Suppression of ballistic helical transport by isotropic dynamical magnetic impurities

TL;DR

This paper demonstrates that isotropic magnetic impurities can suppress ballistic helical transport in 2D topological insulators when axial spin symmetry is broken, with conductance corrections scaling as T^4 or (eV)^4.

Contribution

It reveals how isotropic magnetic impurities induce effective anisotropy and suppress helical conductance in systems lacking axial spin symmetry.

Findings

Suppression of helical conductance by isotropic magnetic impurities when symmetry is broken.

Conductance correction scales as T^4 at low temperatures.

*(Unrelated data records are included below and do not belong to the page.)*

PR #1082, opened 2025-09-23
Perform round trip on RAO result

bqth29:

When running a RAO, if only the preventive state was optimized, a [OneStateOnlyRaoResultImpl](https://github.com/powsybl/powsybl-open-rao/blob/main/ra-optimisation/search-tree-rao/src/main/java/com/powsybl/openrao/searchtreerao/result/impl/OneStateOnlyRaoResultImpl.java) object is returned by OpenRAO. When calling `get_ra_results`, if curative RAs are defined in the CRAC, an exception is thrown because results based on curative state a queried whereas the RAO Result only supports preventive results.

Running a round trip on the RAO result forces the RAO to export a [RaoResultImpl](https://github.com/powsybl/powsybl-open-rao/blob/main/data/rao-result/rao-result-impl/src/main/java/com/powsybl/openrao/data/raoresult/impl/RaoResultImpl.java) object all the time which fixes the issue.

- [ ] Yes
- [ ] No

**Other information**:

### DIFF
--- a/java/pypowsybl/src/main/java/com/powsybl/python/rao/RaoContext.java
+++ b/java/pypowsybl/src/main/java/com/powsybl/python/rao/RaoContext.java
@@ -11,6 +11,7 @@ import com.powsybl.commons.PowsyblException;
 import com.powsybl.glsk.api.GlskDocument;
 import com.powsybl.iidm.network.Network;
 import com.powsybl.loadflow.LoadFlowParameters;
+import com.powsybl.openrao.commons.OpenRaoException;
 import com.powsybl.openrao.data.crac.api.Crac;
 import com.powsybl.openrao.data.raoresult.api.RaoResult;
 import com.powsybl.openrao.monitoring.Monitoring;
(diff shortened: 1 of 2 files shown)


obrix:
Hello @bqth29, thanks for this PR. Is this a temporary workaround ? It seems to me being forced to serialize and deserialize again the rao result to avoid an exception means there is probably an issue in open rao itself ? Is there a fix being prepared on open rao side ?

bqth29:
> Hello @bqth29, thanks for this PR. Is this a temporary workaround ? It seems to me being forced to serialize and deserialize again the rao result to avoid an exception means there is probably an issue in open rao itself ? Is there a fix being prepared on open rao side ?

Hi @obrix, indeed your point is relevant. The origin of this problem is when the RAO optimization only goes through one optimization state (the preventive state) but CRAs are defined. The RAO Result implementation that is returned will throw exceptions as soon as a result is queried on a state which is not the optimization state. Yet, the user could wish to know if the CRA was applied since they may not be aware of the different steps carried out by the optimizer.

We discussed with the OpenRAO team and we agree that it is quite harsh to proceed this way. We will update our implementation to return relevant default values instead. We have opened an issue for this purpose and will address it after the upcoming October release: https://github.com/powsybl/powsybl-open-rao/issues/1476.

Thanks for your review!

PR #1085, opened 2025-09-25
Force RAO implementation to "SearchTreeRao"

bqth29:

In OpenRAO's next release, a new RAO implementation called "FastRao" will be available. Currently, we load the default implementation which is "SearchTreeRao". However, with the two implementations, we get the following error:

```
Several RAO implementations found ([SearchTreeRao, FastRao]), you must add configuration to select the implementation
```

FastRAO will possibly be included in future PyPowSyBl versions. In the meantime, we force the RAO implementation to "SearchTreeRao" to avoid issues.

- [ ] Yes
- [ ] No

**Other information**:

### DIFF
--- a/java/pypowsybl/src/main/java/com/powsybl/python/rao/RaoContext.java
+++ b/java/pypowsybl/src/main/java/com/powsybl/python/rao/RaoContext.java
@@ -50,7 +50,7 @@ public class RaoContext {
         if (glsks != null) {
             inputBuilder.withGlskProvider(glsks.getZonalGlsks(network));
         }
-        return Rao.run(inputBuilder.build(), parameters);
+        return Rao.find("SearchTreeRao").run(inputBuilder.build(), parameters);
     }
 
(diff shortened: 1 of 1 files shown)


Godelaine (approved):

obrix (changes requested):
Hello @bqth29, even if FastRao is not already fully supported I think we can add the provider option in the runRao method and set the "SearchTreeRao" as the default one.
This can be done pretty quickly and in a very similar way to what is done with the runLoadFlow method and its provider option.

bqth29:
> Hello @bqth29, even if FastRao is not already fully supported I think we can add the provider option in the runRao method and set the "SearchTreeRao" as the default one. This can be done pretty quickly and in a very similar way to what is done with the runLoadFlow method and its provider option.

Hello @obrix, indeed this is a better way to proceed. I implemented your solution in #1086 if you want to have a look at it.

PR #1102, opened 2025-10-14
Battery voltage regulation extension support

geofjamg:

No

Feature

We support the batteries `VoltageRegulation` extension

- [ ] Yes
- [x] No

**Other information**:

### DIFF
--- a/java/pypowsybl/src/main/java/com/powsybl/dataframe/network/extensions/VoltageRegulationDataframeProvider.java
+++ b/java/pypowsybl/src/main/java/com/powsybl/dataframe/network/extensions/VoltageRegulationDataframeProvider.java
@@ -1,0 +1,75 @@
+/**
+ * Copyright (c) 2025, RTE (http://www.rte-france.com)
+ * This Source Code Form is subject to the terms of the Mozilla Public
+ * License, v. 2.0. If a copy of the MPL was not distributed with this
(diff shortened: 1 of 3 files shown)


java/pypowsybl/src/main/java/com/powsybl/dataframe/network/extensions/VoltageRegulationDataframeProvider.java
```diff
@@ -0,0 +1,75 @@
...
+                .filter(Objects::nonNull);
+    }
+
+    private VoltageRegulation getOrThrow(Network network, String id) {
+        Battery battery = network.getBattery(id);
+        if (battery == null) {
+            throw new PowsyblException("Battery '" + id + "' not found");
+        }
+        return battery.getExtension(VoltageRegulation.class);
+    }
```
HugoKulesza, line 56: I have a small problem here (that, after checking, also exists in other extensions). If someone, on a battery that exists in the network, tries to update its extension that does not exist, this person will get a NullPointerException.
For some other extensions (like GeneratorShortCircuit) we also check that the extension is not null in order to throw a more understandable error.

HugoKulesza (changes requested):

HugoKulesza (approved):

PR #1166, opened 2026-03-05
Connect/disconnect with mode

### LINKED ISSUE #1163: Parametrize "connect/disconnect" to select which switch to move

The current connect/disconnect methods only allow the real breakers to be used (to be coherent with the "operational" way of work).

We should have parameters for these methods in order to select the mode of connection (from the SwitchPredicate on java side)

### Describe the motivation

Differential conductance scales as (eV)^4 when bias dominates.

Abstract

Dynamical magnetic impurities (MI) are considered as a possible origin for suppression of the ballistic helical transport on edges of 2D topological insulators. The MIs provide a spin-flip backscattering of itinerant helical electrons. Such a backscattering reduces the ballistic conductance if the exchange interaction between the MI and the electrons is anisotropic and the Kondo screening is unimportant. It is well-known that the isotropic MIs do not suppress the helical transport in systems with axial spin symmetry of the electrons. We show that, if this symmetry is broken, the isotropic MI acquires an effective anisotropy and suppresses the helical conductance. The peculiar underlying mechanism is a successive backscattering of the electrons which propagate in the same direction and have different energies. The respective correction to the linear conductance is determined by the allowed phase space of the electrons and scales with temperature as T^4. Hence, it disappears at small temperatures. This qualitatively distinguishes effects governed by the MIs with the induced and bare anisotropy; the latter is temperature independent. If T is smaller than the applied bias, finite e V, the allowed phase space is provided by the bias and the differential conductance scales as (e V)^4.